▶ _TRY IT_
Please output the entries below from the line that contains "chore(web-console) Add react-component" through the final line, reproduced exactly and alone.

┌──

PR #194, opened 2023-09-07
feat(web-console): Add IndexedDB wrapper for storage

insmac:


packages/web-console/package.json
```diff
@@ -60,7 +62,8 @@
     "sql-formatter": "^4.0.2",
     "styled-components": "5.1.1",
     "styled-icons": "10.47.0",
-    "throttle-debounce": "2.2.1"
+    "throttle-debounce": "2.2.1",
+    "usehooks-ts": "^2.9.1"
```
argshook, line 66: is this dep needed? doesn't look like it's used directly. maybe needed as dependency for something else?

insmac: @argshook It's not used in here, but I think you have originally added it because of the tabs implementation. I can remove it for this particular PR, sure.

argshook: yeah, i think let's only what's needed. That PR of mine is almost 1 year old

argshook (approved):

insmac:
Tested for the automated migration from the localstorage content - it worked fine on a few different browsers.

PR #195, opened 2023-09-08
chore(web-console) Add react-component builds to instructions

jerrinot:
I have no idea if that's the best way. but just following the guide did not work for me, the web-console build was missing the react-components and I figured out this could help. It did.


argshook (approved):
thanks!
the instructions should be updated indeed. The `@questdb/react-components` has recently become an inter-dependency of `@questdb/web-console`, hence the need to build it for local use.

└──

▶ _SOLUTION FOR THIS EXERCISE_
chore(web-console) Add react-component builds to instructions

jerrinot:
I have no idea if that's the best way. but just following the guide did not work for me, the web-console build was missing the react-components and I figured out this could help. It did.


argshook (approved):
thanks!
the instructions should be updated indeed. The `@questdb/react-components` has recently become an inter-dependency of `@questdb/web-console`, hence the need to build it for local use.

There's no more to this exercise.